**Exercise brief**
Once you find the line with "handle = Handle::current();" in the entries below, return exactly every line from it through the line with "override already flows".

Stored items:
=== Begin Enclosure ===

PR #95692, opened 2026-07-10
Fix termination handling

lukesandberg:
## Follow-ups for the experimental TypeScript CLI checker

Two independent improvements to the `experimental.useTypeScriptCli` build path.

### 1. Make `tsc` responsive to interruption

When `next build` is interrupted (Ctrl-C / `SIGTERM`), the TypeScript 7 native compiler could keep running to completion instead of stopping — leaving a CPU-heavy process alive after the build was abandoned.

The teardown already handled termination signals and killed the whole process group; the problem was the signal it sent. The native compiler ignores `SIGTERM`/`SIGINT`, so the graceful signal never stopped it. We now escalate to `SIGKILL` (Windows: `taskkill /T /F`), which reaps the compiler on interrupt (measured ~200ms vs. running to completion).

=== End Enclosure ===
=== Begin Enclosure ===

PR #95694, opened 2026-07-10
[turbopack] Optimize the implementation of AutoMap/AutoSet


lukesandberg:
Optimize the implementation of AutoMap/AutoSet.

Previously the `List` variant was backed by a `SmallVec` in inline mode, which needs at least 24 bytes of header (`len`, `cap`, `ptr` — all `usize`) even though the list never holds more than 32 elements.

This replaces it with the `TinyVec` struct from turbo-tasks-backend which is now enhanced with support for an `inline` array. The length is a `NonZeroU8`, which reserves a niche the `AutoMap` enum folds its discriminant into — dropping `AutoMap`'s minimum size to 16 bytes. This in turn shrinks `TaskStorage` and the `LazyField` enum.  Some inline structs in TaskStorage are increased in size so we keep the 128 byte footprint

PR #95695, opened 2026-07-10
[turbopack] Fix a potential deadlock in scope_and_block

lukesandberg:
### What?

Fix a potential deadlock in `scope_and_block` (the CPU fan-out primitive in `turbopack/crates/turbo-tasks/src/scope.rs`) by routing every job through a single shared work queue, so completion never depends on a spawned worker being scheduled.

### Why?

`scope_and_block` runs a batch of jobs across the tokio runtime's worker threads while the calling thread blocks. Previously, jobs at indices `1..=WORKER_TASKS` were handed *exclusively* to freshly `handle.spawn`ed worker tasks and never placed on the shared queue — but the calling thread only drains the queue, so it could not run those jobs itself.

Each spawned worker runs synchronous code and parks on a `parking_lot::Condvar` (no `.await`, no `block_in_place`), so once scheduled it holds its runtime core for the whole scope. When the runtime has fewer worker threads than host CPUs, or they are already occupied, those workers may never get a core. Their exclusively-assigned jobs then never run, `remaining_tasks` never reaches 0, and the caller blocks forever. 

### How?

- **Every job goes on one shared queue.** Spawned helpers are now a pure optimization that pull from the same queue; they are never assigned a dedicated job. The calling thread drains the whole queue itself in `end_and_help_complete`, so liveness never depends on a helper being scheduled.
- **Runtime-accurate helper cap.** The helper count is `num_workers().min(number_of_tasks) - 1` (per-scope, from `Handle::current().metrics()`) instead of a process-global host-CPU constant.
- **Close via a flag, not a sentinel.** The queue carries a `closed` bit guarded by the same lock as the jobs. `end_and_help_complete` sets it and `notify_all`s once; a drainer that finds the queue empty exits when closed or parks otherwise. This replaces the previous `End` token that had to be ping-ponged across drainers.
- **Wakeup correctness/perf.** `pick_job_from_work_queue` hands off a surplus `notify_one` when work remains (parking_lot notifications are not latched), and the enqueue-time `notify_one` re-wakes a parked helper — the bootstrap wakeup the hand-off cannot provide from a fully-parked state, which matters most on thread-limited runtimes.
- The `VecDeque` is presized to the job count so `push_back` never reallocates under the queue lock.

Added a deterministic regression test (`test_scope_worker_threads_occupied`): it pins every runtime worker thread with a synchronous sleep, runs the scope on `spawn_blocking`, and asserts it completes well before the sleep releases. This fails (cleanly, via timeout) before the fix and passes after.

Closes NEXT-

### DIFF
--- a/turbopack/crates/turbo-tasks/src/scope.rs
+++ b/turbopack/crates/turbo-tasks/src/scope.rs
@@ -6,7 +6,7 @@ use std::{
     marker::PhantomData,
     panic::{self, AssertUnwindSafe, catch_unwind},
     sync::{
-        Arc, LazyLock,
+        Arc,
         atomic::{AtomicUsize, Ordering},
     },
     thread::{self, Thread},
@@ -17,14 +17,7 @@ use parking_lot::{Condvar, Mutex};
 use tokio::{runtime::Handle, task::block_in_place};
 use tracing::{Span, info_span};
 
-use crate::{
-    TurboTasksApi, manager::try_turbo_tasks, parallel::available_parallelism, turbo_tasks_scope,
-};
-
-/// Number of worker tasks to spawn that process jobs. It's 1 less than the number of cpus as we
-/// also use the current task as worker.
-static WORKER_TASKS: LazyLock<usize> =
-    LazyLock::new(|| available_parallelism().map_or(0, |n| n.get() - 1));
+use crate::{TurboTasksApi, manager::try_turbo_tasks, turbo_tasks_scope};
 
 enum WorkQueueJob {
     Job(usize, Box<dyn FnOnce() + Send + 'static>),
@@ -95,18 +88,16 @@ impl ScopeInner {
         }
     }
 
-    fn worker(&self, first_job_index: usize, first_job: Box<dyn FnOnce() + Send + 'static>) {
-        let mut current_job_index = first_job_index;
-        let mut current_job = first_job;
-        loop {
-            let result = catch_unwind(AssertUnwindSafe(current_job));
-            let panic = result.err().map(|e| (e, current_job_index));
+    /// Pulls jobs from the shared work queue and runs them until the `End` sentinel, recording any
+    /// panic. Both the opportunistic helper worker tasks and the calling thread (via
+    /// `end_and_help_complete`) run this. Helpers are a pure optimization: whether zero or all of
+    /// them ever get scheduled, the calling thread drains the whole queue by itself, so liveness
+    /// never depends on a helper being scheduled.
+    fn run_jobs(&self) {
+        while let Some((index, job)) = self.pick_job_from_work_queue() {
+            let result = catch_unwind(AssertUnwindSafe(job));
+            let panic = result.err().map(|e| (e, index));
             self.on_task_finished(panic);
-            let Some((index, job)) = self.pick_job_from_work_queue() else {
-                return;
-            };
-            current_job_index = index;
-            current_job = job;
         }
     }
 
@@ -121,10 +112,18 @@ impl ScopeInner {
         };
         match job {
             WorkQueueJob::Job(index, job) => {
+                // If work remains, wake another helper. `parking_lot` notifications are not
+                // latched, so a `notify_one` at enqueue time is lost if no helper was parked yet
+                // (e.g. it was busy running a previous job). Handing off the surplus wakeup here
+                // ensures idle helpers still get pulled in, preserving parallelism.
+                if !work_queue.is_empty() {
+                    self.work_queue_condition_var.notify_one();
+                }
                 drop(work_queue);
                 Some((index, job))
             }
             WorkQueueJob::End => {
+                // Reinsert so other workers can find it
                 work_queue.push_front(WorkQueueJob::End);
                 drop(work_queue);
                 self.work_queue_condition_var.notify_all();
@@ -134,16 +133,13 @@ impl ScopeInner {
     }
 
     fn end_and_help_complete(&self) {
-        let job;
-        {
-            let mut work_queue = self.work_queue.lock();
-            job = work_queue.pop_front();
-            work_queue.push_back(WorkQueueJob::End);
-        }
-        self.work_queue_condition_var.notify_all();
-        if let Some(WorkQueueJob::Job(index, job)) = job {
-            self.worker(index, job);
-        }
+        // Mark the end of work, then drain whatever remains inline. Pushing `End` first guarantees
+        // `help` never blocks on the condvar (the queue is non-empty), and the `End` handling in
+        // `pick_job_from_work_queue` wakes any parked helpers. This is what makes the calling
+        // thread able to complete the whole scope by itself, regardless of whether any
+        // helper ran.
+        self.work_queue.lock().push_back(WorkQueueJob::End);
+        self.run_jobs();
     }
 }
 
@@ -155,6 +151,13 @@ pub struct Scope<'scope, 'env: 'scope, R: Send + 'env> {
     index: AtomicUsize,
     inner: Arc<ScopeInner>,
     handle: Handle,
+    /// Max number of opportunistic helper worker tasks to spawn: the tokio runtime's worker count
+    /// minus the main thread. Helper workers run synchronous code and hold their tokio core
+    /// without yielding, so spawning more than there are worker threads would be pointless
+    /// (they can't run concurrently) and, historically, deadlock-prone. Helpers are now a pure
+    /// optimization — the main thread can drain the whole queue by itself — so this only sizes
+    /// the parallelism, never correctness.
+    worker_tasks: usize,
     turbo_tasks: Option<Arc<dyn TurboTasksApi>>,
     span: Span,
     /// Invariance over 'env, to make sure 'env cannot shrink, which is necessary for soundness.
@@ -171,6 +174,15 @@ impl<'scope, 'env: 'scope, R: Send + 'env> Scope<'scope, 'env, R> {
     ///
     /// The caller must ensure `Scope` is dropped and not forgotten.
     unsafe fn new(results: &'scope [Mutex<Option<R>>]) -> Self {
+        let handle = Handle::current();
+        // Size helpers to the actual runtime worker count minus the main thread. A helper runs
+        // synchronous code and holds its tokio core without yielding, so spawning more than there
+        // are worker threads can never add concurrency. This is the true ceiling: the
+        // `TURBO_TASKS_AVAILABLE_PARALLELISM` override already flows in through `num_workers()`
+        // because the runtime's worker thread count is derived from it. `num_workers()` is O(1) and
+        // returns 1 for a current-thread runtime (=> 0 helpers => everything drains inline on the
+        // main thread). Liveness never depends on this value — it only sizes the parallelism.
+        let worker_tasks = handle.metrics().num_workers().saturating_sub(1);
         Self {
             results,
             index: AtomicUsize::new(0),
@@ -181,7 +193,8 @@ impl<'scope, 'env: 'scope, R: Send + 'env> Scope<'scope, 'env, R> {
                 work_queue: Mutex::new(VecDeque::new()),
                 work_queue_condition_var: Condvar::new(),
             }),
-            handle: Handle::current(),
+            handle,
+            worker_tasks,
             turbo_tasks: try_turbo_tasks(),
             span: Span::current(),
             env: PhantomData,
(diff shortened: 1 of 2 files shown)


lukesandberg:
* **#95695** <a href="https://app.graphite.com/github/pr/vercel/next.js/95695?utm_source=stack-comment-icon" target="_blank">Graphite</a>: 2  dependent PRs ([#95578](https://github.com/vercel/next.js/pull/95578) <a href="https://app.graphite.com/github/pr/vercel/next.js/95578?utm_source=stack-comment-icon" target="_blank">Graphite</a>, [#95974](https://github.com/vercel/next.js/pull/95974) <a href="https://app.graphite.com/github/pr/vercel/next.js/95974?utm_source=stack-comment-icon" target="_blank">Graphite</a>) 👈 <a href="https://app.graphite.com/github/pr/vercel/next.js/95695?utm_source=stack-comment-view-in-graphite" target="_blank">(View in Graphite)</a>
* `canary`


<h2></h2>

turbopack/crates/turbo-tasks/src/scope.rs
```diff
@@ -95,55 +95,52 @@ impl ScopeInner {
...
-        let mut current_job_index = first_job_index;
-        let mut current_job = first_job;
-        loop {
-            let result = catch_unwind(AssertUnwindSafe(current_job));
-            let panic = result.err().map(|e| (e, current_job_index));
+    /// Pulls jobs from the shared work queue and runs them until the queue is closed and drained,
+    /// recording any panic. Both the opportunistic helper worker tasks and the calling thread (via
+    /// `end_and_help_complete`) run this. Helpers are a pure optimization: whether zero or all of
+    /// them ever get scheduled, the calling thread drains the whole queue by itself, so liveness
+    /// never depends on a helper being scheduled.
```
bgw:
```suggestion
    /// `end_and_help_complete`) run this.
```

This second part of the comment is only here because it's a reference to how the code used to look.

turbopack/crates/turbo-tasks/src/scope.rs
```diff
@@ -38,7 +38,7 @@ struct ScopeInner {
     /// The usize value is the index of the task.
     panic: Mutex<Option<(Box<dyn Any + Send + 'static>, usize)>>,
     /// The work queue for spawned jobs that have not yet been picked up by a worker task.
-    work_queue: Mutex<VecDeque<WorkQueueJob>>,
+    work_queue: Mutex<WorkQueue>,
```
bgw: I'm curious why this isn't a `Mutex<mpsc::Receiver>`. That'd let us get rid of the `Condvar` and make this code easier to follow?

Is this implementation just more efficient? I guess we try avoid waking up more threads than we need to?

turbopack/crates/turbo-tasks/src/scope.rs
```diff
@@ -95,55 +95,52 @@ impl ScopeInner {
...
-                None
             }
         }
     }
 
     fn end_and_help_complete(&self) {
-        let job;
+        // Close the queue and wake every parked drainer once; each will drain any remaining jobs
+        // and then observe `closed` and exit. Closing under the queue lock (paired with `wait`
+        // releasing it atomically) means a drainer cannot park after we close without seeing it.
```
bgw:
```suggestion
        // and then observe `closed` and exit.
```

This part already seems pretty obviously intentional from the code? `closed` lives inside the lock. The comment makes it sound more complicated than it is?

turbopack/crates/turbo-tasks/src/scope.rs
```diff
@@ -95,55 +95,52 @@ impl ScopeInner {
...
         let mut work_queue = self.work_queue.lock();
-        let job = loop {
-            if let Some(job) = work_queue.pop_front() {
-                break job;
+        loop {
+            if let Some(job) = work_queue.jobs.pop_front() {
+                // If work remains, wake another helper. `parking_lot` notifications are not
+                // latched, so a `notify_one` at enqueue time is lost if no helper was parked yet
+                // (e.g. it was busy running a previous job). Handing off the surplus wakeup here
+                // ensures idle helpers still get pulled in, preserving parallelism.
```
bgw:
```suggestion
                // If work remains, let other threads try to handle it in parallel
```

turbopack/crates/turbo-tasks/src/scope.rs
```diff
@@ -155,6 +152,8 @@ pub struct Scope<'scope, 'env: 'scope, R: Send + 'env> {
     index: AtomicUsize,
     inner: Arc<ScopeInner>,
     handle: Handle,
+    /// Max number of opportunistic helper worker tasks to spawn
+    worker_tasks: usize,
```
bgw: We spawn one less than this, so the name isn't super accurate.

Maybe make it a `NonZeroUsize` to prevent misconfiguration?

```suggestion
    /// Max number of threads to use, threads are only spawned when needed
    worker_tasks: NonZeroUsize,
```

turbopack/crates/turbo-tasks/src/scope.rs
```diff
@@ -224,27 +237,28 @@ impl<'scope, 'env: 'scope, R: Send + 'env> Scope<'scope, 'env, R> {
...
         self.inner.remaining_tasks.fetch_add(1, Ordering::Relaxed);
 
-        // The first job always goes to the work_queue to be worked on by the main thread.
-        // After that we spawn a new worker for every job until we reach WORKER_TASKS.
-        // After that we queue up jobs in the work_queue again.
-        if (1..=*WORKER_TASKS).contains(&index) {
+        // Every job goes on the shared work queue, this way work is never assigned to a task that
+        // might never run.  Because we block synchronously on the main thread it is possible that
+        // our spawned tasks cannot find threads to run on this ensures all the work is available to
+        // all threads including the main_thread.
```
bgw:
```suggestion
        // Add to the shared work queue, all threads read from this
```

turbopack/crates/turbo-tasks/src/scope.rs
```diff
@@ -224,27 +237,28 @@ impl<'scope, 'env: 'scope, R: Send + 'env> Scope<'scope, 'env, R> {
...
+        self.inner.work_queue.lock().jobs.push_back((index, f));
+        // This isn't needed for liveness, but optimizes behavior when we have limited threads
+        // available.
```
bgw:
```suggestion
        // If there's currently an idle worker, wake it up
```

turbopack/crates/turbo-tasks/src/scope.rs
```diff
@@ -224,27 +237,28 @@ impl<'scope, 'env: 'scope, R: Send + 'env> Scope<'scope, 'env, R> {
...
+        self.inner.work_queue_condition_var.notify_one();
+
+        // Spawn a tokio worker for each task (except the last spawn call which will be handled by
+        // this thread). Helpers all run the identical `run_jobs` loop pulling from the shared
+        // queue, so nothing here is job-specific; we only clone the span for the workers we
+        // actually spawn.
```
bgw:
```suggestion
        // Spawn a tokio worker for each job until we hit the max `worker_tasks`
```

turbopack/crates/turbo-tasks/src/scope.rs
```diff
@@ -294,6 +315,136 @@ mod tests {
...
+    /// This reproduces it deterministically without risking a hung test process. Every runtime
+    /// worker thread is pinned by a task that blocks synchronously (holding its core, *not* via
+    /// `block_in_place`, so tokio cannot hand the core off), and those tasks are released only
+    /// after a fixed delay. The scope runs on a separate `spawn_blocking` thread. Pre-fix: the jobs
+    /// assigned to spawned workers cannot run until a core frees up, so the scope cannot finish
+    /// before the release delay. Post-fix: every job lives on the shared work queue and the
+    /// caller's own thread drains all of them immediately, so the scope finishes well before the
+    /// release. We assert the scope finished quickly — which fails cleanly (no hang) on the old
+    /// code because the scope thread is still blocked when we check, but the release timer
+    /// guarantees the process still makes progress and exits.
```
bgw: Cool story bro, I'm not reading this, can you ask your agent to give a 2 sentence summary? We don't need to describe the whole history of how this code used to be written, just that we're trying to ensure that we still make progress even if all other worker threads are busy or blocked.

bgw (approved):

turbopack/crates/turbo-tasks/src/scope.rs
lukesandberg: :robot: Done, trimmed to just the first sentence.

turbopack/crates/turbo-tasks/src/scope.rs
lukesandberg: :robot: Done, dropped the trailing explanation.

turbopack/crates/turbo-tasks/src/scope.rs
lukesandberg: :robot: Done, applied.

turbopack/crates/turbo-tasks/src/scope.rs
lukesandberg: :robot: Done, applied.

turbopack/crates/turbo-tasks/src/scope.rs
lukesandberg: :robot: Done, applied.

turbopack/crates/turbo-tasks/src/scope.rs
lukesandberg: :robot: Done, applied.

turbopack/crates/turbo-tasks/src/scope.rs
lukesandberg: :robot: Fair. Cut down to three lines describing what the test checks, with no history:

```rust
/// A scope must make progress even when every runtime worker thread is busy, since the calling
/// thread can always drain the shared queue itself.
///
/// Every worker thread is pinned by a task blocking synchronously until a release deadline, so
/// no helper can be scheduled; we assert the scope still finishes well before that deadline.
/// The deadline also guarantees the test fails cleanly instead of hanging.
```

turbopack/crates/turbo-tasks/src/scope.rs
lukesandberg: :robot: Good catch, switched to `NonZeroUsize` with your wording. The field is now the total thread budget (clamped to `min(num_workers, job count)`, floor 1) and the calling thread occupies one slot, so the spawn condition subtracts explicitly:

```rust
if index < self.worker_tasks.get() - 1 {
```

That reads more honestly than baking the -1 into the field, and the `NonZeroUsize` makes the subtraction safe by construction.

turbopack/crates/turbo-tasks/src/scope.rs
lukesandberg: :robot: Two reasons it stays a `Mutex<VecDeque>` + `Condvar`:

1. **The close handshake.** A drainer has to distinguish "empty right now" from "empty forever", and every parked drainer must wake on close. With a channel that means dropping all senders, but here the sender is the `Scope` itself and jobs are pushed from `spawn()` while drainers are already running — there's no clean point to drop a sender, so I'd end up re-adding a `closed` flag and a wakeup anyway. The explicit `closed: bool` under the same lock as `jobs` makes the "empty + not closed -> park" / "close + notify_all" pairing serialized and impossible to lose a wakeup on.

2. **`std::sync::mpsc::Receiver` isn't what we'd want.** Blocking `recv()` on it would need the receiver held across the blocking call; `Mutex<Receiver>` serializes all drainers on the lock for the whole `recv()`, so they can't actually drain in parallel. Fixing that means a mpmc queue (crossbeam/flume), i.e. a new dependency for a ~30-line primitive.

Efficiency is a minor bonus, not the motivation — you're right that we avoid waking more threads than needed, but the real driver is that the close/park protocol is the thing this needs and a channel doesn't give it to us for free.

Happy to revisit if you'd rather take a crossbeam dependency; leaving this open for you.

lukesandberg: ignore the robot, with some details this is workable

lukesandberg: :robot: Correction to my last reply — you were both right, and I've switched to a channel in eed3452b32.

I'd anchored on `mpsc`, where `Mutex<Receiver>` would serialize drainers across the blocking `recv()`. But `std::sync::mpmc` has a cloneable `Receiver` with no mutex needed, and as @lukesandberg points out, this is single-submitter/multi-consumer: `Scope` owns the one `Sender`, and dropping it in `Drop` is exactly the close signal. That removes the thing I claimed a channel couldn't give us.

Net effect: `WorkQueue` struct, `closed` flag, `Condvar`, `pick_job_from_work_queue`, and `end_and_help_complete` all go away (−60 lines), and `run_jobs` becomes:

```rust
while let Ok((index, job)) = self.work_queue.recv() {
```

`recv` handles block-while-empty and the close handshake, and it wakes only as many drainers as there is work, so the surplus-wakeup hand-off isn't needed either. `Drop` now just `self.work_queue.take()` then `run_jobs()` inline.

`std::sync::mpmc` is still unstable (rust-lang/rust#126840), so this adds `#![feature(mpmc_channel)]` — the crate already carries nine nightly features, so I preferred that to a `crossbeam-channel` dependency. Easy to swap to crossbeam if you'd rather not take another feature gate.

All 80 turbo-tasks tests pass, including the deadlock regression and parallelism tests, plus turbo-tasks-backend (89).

=== End Enclosure ===

**Problem solution**
+        let handle = Handle::current();
+        // Size helpers to the actual runtime worker count minus the main thread. A helper runs
+        // synchronous code and holds its tokio core without yielding, so spawning more than there
+        // are worker threads can never add concurrency. This is the true ceiling: the
+        // `TURBO_TASKS_AVAILABLE_PARALLELISM` override already flows in through `num_workers()`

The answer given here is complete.